INVESTIGATING SHALLOW FAULTING IN THE AMARGOSA DESERT (NYE COUNTY, NEVADA) USING SH-WAVE REFLECTION PROFILES

Fault patterns have previously been suspected to govern the discharge of ground waters in the Amargosa Desert in southwestern Nevada. For example, alignments of springs have been interpreted previously as indicating the influence of a buried fault trending parallel or sub-parallel to mountain range fronts. Having developed in an extensional tectonic regime, such faults would be assumed to have experienced normal displacement and to offset shallow sedimentary strata. In order to test such a hypothesis, we conducted horizontally polarized shear-wave (SH) seismic reflection profiles across one of the major faults mapped in the area, the Gravity Fault, where it intersects a road near the northern margin of the Ash Meadows National Wildlife Refuge. The SH-wave profiles were conducted using a 12-channel “land-streamer” array of horizontal geophones with two phones combined for each channel so as to cancel compressional wave energy. The advantage of this technique is that it is easy to cover a significant area with a small field crew, is non-invasive, and provides results that are independent of the water table or any other fluid or gas effects. Our results thus provide a framework for interpreting shallow structural anomalies associated with geologically recent faulting. Three separate profiles were acquired over a three-day period. Two of the profiles crossed two separate strands of the Gravity Fault as previously mapped by the U. S. Geological Survey. These profiles also crossed linear geomorphic anomalies mapped independently. A third profile was surveyed where no fault had been previously mapped, as a “control” experiment. The Gravity Fault appears to correlate with subtle structural and/or stratigraphic changes where the traces of the previously interpreted fault strands are projected downward through the seismic profile.

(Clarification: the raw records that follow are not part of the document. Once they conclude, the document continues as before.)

PR #1855, opened 2021-08-31
Switch to v1.4.3 of QXlsx (v1.4.3-stel.0)

alex-w:
QXlsx was updated to version 1.4.3 with patch to use our copy of qtcompress library

### DIFF
--- a/src/external/CMakeLists.txt
+++ b/src/external/CMakeLists.txt
@@ -93,6 +93,10 @@ add_library(qcustomplot_stel STATIC EXCLUDE_FROM_ALL ${qcustomplot_SRCS})
 target_link_libraries(qcustomplot_stel Qt5::PrintSupport Qt5::Widgets)
 SET_TARGET_PROPERTIES(qcustomplot_stel PROPERTIES FOLDER "src/external")
 
+# QXlsx
+# Source code: https://github.com/QtExcel/QXlsx
+# v1.4.3-stel.0:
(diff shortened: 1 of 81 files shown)


gzotti:
Anything in particular I could test?

alex-w:
Please generate xlsx files (through AstroCalc for example) and open these files in various electronic tables. I've tested it witih LibreOffice Calc, MS Excel and Apple Numbers - everything OK.

axd1967:
(this is an example where the **vendor branch** mechanism can be used.)

gzotti:
The buttons in AstroCalc with labels "Save positions", "Save ephemeris", etc. could be clearer when labeled "Export positions...", "Export ephemeris..." etc. The actual export seems to work well.

alex-w:
> The buttons in AstroCalc with labels "Save positions", "Save ephemeris", etc. could be clearer when labeled "Export positions...", "Export ephemeris..." etc. The actual export seems to work well.

OK, I'll rename the text of labels tonight

alex-w:
@gzotti OK, renaming is done

gzotti:
Thanks, this just looks better. 

I am not fully sure: Is the code else just imported with new versions (with copyright notes removed by the original author!), or did you change something? In the first case, I approve. Else the required copyright notes should remain in the code. And probably some 1-line README with URL of origin or so? Or is the origin of this directory documented elsewhere?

The “control” profile shows little or no evidence for fault displacements or other structural anomalies. Our findings indicate the ability of the SH-wave seismic reflection method to detect subtle shallow structural anomalies related to geologically recent faulting. The Gravity Fault offsets and disrupts shallow geological strata and thus may be expected to influence shallow discharge of springs. Partial support for this project was provided by Nye County, Nevada.